PROBLEM TO WORK ON: Repeat word for word the opening stretch of the entries, from the first line through the line containing "1. Moved paths".

INFORMATION GIVEN:
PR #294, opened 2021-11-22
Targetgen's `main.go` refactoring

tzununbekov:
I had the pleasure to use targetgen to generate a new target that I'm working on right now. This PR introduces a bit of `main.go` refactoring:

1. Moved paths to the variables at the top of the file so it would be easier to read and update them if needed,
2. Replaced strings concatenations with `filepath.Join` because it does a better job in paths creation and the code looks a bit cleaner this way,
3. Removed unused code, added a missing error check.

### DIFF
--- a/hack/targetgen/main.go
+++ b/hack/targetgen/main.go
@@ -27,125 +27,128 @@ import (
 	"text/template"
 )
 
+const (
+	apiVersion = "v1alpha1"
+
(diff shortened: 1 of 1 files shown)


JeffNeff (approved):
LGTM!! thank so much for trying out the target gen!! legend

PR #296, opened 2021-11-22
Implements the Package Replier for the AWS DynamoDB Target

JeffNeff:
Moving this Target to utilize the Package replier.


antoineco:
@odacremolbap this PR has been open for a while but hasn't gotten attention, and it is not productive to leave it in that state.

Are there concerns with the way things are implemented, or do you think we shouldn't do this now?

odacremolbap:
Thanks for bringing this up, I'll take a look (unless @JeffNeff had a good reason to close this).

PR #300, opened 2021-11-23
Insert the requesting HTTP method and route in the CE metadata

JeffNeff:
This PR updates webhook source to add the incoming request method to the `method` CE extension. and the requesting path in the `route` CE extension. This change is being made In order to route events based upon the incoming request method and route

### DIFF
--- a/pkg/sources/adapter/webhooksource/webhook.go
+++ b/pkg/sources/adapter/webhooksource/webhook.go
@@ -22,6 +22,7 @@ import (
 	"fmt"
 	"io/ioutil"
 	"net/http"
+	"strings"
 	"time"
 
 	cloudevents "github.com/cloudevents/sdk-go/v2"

TASK RESULT:
PR #294, opened 2021-11-22
Targetgen's `main.go` refactoring

tzununbekov:
I had the pleasure to use targetgen to generate a new target that I'm working on right now. This PR introduces a bit of `main.go` refactoring:

1. Moved paths to the variables at the top of the file so it would be easier to read and update them if needed,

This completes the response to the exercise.